The cooler isn’t quite identical though as there’s one less heatpipe found with the RTX 3060, but even so, this is a gigantic RTX 3060 graphics card. With a factory overclocked core, dual 8-pin power connectors and plenty of RGB lighting, we put this card to the test and see whether or not it is worth buying.

GPU RTX 3090 RTX 3080 RTX 3070 RTX 3060 Ti RTX 3060
SMs 82 68 46 38 28
CUDA Cores 10496 8704 5888 4864 3584
Tensor Cores 328 272 184 152 112
RT Cores 82 68 46 38 28
Texture Units 328 272 184 152 112
ROPs 112 96 96 80 48
GPU Boost Clock 1695 MHz 1710 MHz 1725 MHz 1665 MHz 1777 MHz
Memory Data Rate 19.5 Gbps 19 Gbps 14 Gbps 14 Gbps 15 Gbps
Total Video Memory 24GB GDDR6X 10GB GDDR6X 8GB GDDR6 8GB GDDR6 12GB GDDR6
Memory Interface 384-bit 320-bit 256-bit 256-bit 192-bit
Memory Bandwidth 936 GB/Sec 760 GB/Sec 448 GB/Sec 448 GB/Sec 360 GB/sec
TGP 350W 320W 220W 200W 170W

Despite utilising new GA106 silicon, RTX 3060 isn’t actually a full implementation of the GPU, as it has 28 streaming multiprocessors (SMs) instead of 30. Currently only RTX 3060 for laptops uses the full GPU. For the desktop chip, 28 SMs means a total of 3584 CUDA Cores, as thanks to Ampere’s new SM structure with its two FP32 datapaths, each SM houses 128 CUDA cores.
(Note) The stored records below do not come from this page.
Issue #702, opened 2018-08-13
SLATE_IGNORE_FILES does not work


zapsilere:
### Problem

SLATE_IGNORE_FILES does not ignore my files

### Replication steps

add this to your .env
SLATE_IGNORE_FILES=/config/settings_data.json:/assets/static/icons.svg

### More Information
I want to ignore my icons.svg as whenever I deploy my work the icons.svg wont work properly so I have to upload it to the store directly whenever I deploy

am I writing the proper syntax?

jonathanmoore:
@arthurgouveia for your second file are you also trying to ignore a file in the assets folder?

This did work for me successfully:
SLATE_IGNORE_FILES=/config/settings_data.json:/layout/theme.liquid

zapsilere:
@jonathanmoore have you tried on assets?

t-kelly:
This may be a regression caused by https://github.com/Shopify/slate/pull/647. Will investigate!

PR #814, opened 2018-10-10
Clarify how the the SLATE_IGNORE_FILES env variable works

t-kelly:

Followup to #702 

cc @huguestennier can we make sure any other docs we have on this are updated too?


huguestennier:
I think we need to clarify in the docs that the ignored files will still be processed and put in the `dist` folders. They only get ignored on `deploy`. Maybe rename this to something like `SLATE_IGNORE_FILES_ON_DEPLOY` ?

Gonna update the wiki right away because it says to look for the path in `src` folder.

PR #821, opened 2018-10-13
Prevent trailing slashes at the end of store URLs

### LINKED ISSUE #772: Unhelpful ENOTFOUND error when passing invalid SLATE_STORE value
### Problem

Followup to https://github.com/Shopify/slate/issues/652 and https://github.com/Shopify/slate/issues/629 

Looks like if you pass a URL with a trailing `/`, users get an unhelpful error. This error could be more informative!

maximevaillancourt:
Fix #772 by surfacing an error that explicitly points out that store URLs should not include a trailing slash.

### Checklist
For contributors:
- [X] I have made sure that the documentation [mentions not including the trailing slash](https://github.com/Shopify/slate/wiki/3.-Connect-to-your-store#setting-slate_store).

For maintainers:

### DIFF
--- a/packages/slate-env/__tests__/index.test.js
+++ b/packages/slate-env/__tests__/index.test.js
@@ -328,6 +328,20 @@ describe('Slate Env', () => {
         );
       });
 
+      test('the store URL environment variable does not end with a trailing slash', () => {
+        ['shop1.myshopify.com', 'shop1.myshopify.com/'].forEach((value) => {
+          setVars(
+            Object.assign({}, TEST_ENV, {
+              [config.get('env.keys.store')]: value,
+            }),
+          );
+          const result = slateEnv.validate();
+          expect(result.errors).toHaveLength(
+            value === 'shop1.myshopify.com/' ? 1 : 0,
+          );
+        });
+      });
+
       test('the store API password environment variable is empty', () => {
         setVars(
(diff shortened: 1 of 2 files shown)


dan-gamble:
Is there any benefit to automatically fixing this instead of requiring the user to remove the slash themselves?

maximevaillancourt:
> Is there any benefit to automatically fixing this instead of requiring the user to remove the slash themselves?

Sounds like a good idea. I see two options:
1. Slate raises an error when a trailing slash is detected, and asks the user to remove it themselves (current implementation)
2. Slate removes the trailing slash automatically, _and communicates the automatic fix to the user_

The latter part of option 2 is what's important. As a developer, I'd want to know what is wrong with the config so that I don't repeat the mistake later on. If Slate lets me know about the issue and the suggested fix, _and_ also fixes the issue automatically, I'm all for it.

@t-kelly, what's your take on this?

t-kelly:
> As a developer, I'd want to know what is wrong with the config so that I don't repeat the mistake later on. If Slate lets me know about the issue and the suggested fix, and also fixes the issue automatically, I'm all for it.

I like the sound of this. Throw a warning, not an error.

t-kelly:
Going to merge this for now since it's better than what we have now (aka nothing). Would love to see a followup PR @maximevaillancourt!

Ampere also places one RT core, and four Tensor cores, in each SM, giving a total of 28 RT cores and 112 Tensor cores. This is accompanied by 112 texture units, and 48 ROPs which are now housed directly within each graphics processing cluster (GPC), with 16 ROPs per GPC, and 3 GPCs in total for RTX 3060.

Interestingly, rated clock speed is the highest it has been for an Ampere GPU, coming in at 1777MHz for the reference spec. This MSI Gaming X Trio model however, has increased this to 1852MHz, and we test real-world clock speed behaviour later in this review.

There’s been a lot of talk about Nvidia’s decision to use 12GB GDDR6 memory for the RTX 3060. This is more than the RTX 3060 Ti, RTX 3070 and even RTX 3080, but crucially the memory interface is much narrower at 192-bit. With memory clocked at 15Gbps, total memory bandwidth comes in at 360GB/s, about 20% lower than the RTX 3060 Ti.

Lastly, for total graphics power, Nvidia rates the RTX 3060 for 170W, which is 30W less than the RTX 3060 Ti. Despite being factory overclocked, the Gaming X Trio also shares this TGP rating.